I don't think I'm channeling eloquence tonight, so suffice to say that while he explains himself well, the "ascribed" viewpoint is complete hogwash. The bayonet replica is just that — a flawless imitation of an invaluable historical artifact. Is a penis a flawless imitation of a vagina? Do they even have half their parts in common? This person is simply yet another self-hating gay man.

I will say though, one point on which I agree with him, and something extremely unpopular on this sub, is that you can be attracted to someone without caring about their genitals. I am NOT saying that the people for whom only one set of genitals is "correct" can be conditioned into liking the other set.
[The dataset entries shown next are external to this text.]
PR #1520, opened 2021-06-21
Adhoc fix for thresholding listens

amCap1712:
There are two issues with the current thresholding code:
1) threshold is applied on individual (recording mbid, user_id) pairs.
This is wrong because the threshold is for total listens of the user.
2) threshold is applied after assigning ranks to recordings and users.
This means if the thresholding removes a user or recording from the
listens, the matrix for generated during later processing will have
rows and columns filled with 0s.

This patch fixes both of these issues by performing thresholding on
total listen count for user just after mapping listens. The current
fix is not the best possible but the quickest one I could come up with.

### DIFF
--- a/listenbrainz_spark/recommendations/dataframe_utils.py
+++ b/listenbrainz_spark/recommendations/dataframe_utils.py
@@ -50,14 +50,13 @@ def get_dates_to_train_data(train_model_window):
     return to_date, from_date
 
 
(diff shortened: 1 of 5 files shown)


amCap1712:
Do not merge yet, I'll deploy and test after approval. If it works, will update documentation.

mayhem (approved):
Lets give it a try!

alastair:
I'm not going to review this because I haven't done much of the recommendation stuff. Ping me explicitly if you want me to look at it.

PR #1523, opened 2021-06-22
LB-865: Move messybrainz lookup to after listen data is added to the queue

amCap1712:
LB-865 describes the rationale to do so.  This means either we add another queue to do messybrainz lookup for now playing
listens or stop doing msb lookup for them. Since, the now playing listens are only transient and not stored in the database, we have believe it is safe to stop doing msb lookups for now playing listens. This creates some differences between the now playing Listens and submit listens, hence creating a separate class.

### DIFF
--- a/listenbrainz/listen.py
+++ b/listenbrainz/listen.py
@@ -123,17 +123,14 @@ class Listen(object):
     def from_json(cls, j):
         """Factory to make Listen() objects from a dict"""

Just that, as someone who finds sexual intercourse pointless all around, the urinary receptacle you own doesn't factor into my attraction

[–]Not_a_celebrity 4 insightful - 1 fun4 insightful - 0 fun5 insightful - 1 fun -  (3 children)

I will say though, one point on which I agree with him is that you can be attracted to someone without caring about their genitals ... Just that, as someone who finds sexual intercourse pointless all around, the urinary receptacle you own doesn't factor into my attraction

Doesn't that just mean you're bi or asexual? 🤔 Some bisexual people say they don't care about genitals. Asexual people don't care about sex so some of them don't care about genitals either.

[–][deleted] 4 insightful - 1 fun4 insightful - 0 fun5 insightful - 1 fun -  (2 children)

Asexuals are a heterogeneous group, discussing them is difficult on account of this. Largely, they're people who correctly surmise that heterosexual, homosexual, and bisexual have something to do with (pardon the word, it's just works so well...) fucking, which does not interest them for... reasons, plural.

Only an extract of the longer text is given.